Copy out exactly the lines below that run from the one holding "PR #1847, opened 2026-09-20" to the one holding "top-level catch helps.", keeping both of those lines and no others.

►

Issue #1846, opened 2026-09-20
A failed remote chunk fetch at the seed point still aborts vc_grow_seg_from_seed


kadenpool:
**In one sentence:** #1817 gives `vc_render_tifxyz` a clean exit and a one-line error when a remote chunk fetch is exhausted, but that catch is per binary, so the same failure at the seed point still ends `vc_grow_seg_from_seed` in `SIGABRT` with the server's whole error page on the terminal. **Corrected 21 Sep: this issue also claimed VC3D's viewer was affected. It is not: see the comments. Only the tracer is; #1847 fixes it where a failed fetch outside `tracer()` reaches `main`, as in the run below, and VC3D also runs the tracer for some jobs.**

**This is a different throw site from the one #1809 is about, and that is the point.** #1817 does two things: a `ParallelFailure` marshaller in `core/src/Slicing.cpp`, which is in core and which every binary gets, and a top-level catch in the renderer's `main`, which only the renderer gets. The tracer does not go through `ChunkSampler`; in the run below it throws at `core/src/Volume.cpp:380`, already outside any parallel region. So the core half correctly does nothing for it, and only a top-level catch would help. For the tracer, which like the renderer takes a remote volume URL on its command line, an ordinary `std::runtime_error` walking out of `main` is the failure reproduced below, where every chunk fetch fails and so the first read, the seed point, fails on the main thread; to a user it looks exactly like the crash #1809 reported. A fetch that fails later, during the growth, is different: `main` already wraps `tracer()` in its own catch, and on a build with real OpenMP (GCC) a failure inside the growth's parallel loops aborts from inside the loop.

**Reproduced with the stub from #1809**, `fail_server.py --mode 503`, on macOS arm64 (Homebrew clang, the non-OpenMP shim build), against `PHerc0139`:

```
$ vc_grow_seg_from_seed -v http://127.0.0.1:8823/ -t out -p params.json -s 1728 4800 2000
libc++abi: terminating due to uncaught exception of type std::runtime_error: Volume::read failed
  fetching chunk 0/15/37/13: HTTP 503 fetching 0/15/37/13: <!DOCTYPE HTML ... (the whole page)
Abort trap: 6
$ echo $?
134
```

Identical on `origin/main` at `23c3d759e` and on #1817 at `7e1ed38cb`, so this is not something the PR changed, it is something it did not reach:

| | `origin/main` | #1817 |
|---|---|---|
[...]

PR #1847, opened 2026-09-20
vc_grow_seg_from_seed: report a failed chunk fetch instead of aborting (refs #1846)

kadenpool:
**In one sentence:** a remote chunk fetch that fails after its retries kills `vc_grow_seg_from_seed` with `SIGABRT` and the server's whole error page, and this makes it exit 1 with one line instead, the same way #1817 did for `vc_render_tifxyz`.

Reported and measured in #1846. Related: #1809, and #1817, which fixes it for the renderer. I hit the same failure in the renderer on real S3, without fault injection, twice in three days of rendering PHerc0139 (#1809); the tracer takes the same path whenever it is pointed at the bucket.

**Why this is not covered by #1817.** That PR does two things, and they have different reach. The `ParallelFailure` marshaller in `core/src/Slicing.cpp` is in core, so every binary gets it. The top-level catch is per binary, and only the renderer has one. This tool does not go through `ChunkSampler` at all: it throws at `core/src/Volume.cpp:377`, already outside any parallel region, so the core half correctly does nothing for it and only a top-level catch helps.

**It is reachable without any flag.** `is_remote_volume_path()` accepts `http://`, `https://` and `s3://` and routes the volume argument to `Volume::NewFromUrl`, so a run pointed at the open-data bucket is on this path today, even though the docs only show local paths.

**The change.** The body moves to `run_main` and a thin `main` wraps it in the same catch the renderer got, including the first-line truncation from `dec671593` so a 503's HTML page does not land on the terminal. **25 lines added, none removed**, and no re-indentation.

**Before and after**, against the stub server from #1809, same seed and volume:

| | exit | output |
|---|---|---|
| before | 134 | `terminating due to uncaught exception`, the whole HTML page |
| after | **1** | `Error: Volume::read failed fetching chunk 0/15/37/13: HTTP 503 ... [...]` |

**Two platforms.** Mine is macOS arm64, Homebrew clang, the build where villa's CMake swaps in the no-op OpenMP shim, so those loops run serially. @Bullo27 ran the complement on Ubuntu 24.04, GCC 13.3, Release, OpenMP on, and reported in #1846. He has since confirmed the patch he ran is identical to this PR's commit `650b38635` ([comment](https://github.com/ScrollPrize/villa/pull/1847#issuecomment-5750964966)), so these rows apply to this diff:

| mode | before | after |
|---|---|---|
| `--mode 503` | SIGABRT (rc 134), the whole HTML page, 1.9 s | rc 1, one `Error:` line, 1.8 s |
| `--mode drop` | SIGABRT (rc 134), `HTTP 0 ... Empty reply from server` | rc 1, the same message on one line, 1.7 s |

He also noted no `terminate called recursively` on either abort, which is consistent with this throw being on the main thread rather than escaping a parallel region.

**VC3D is not affected.** @Bullo27 built VC3D and drove it into 144 refused chunk fetches offscreen, and nothing throws: the viewer's sampler counts `ChunkStatus::Error` and returns (#1846). When VC3D launches the renderer with `--remote-url`, that path is the renderer's, which #1817 fixes.


Bullo27:
Confirming the Linux rows apply to this exact diff: the hunks of 650b38635 are identical to the patch I built and ran for [#1846](https://github.com/ScrollPrize/villa/issues/1846#issuecomment-5750589282) (Ubuntu 24.04, GCC 13.3, OpenMP on; `--mode 503` and `--mode drop`, rc 134 → 1, one `Error:` line). Nothing further from me on the code.

kadenpool:
Thanks for checking the hunks against 650b38635. I've added that to the description, with a link to your comment, so the Linux rows are tied to this exact diff for whoever reviews it.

◄

■ Written response
PR #1847, opened 2026-09-20
vc_grow_seg_from_seed: report a failed chunk fetch instead of aborting (refs #1846)

kadenpool:
**In one sentence:** a remote chunk fetch that fails after its retries kills `vc_grow_seg_from_seed` with `SIGABRT` and the server's whole error page, and this makes it exit 1 with one line instead, the same way #1817 did for `vc_render_tifxyz`.

Reported and measured in #1846. Related: #1809, and #1817, which fixes it for the renderer. I hit the same failure in the renderer on real S3, without fault injection, twice in three days of rendering PHerc0139 (#1809); the tracer takes the same path whenever it is pointed at the bucket.

**Why this is not covered by #1817.** That PR does two things, and they have different reach. The `ParallelFailure` marshaller in `core/src/Slicing.cpp` is in core, so every binary gets it. The top-level catch is per binary, and only the renderer has one. This tool does not go through `ChunkSampler` at all: it throws at `core/src/Volume.cpp:377`, already outside any parallel region, so the core half correctly does nothing for it and only a top-level catch helps.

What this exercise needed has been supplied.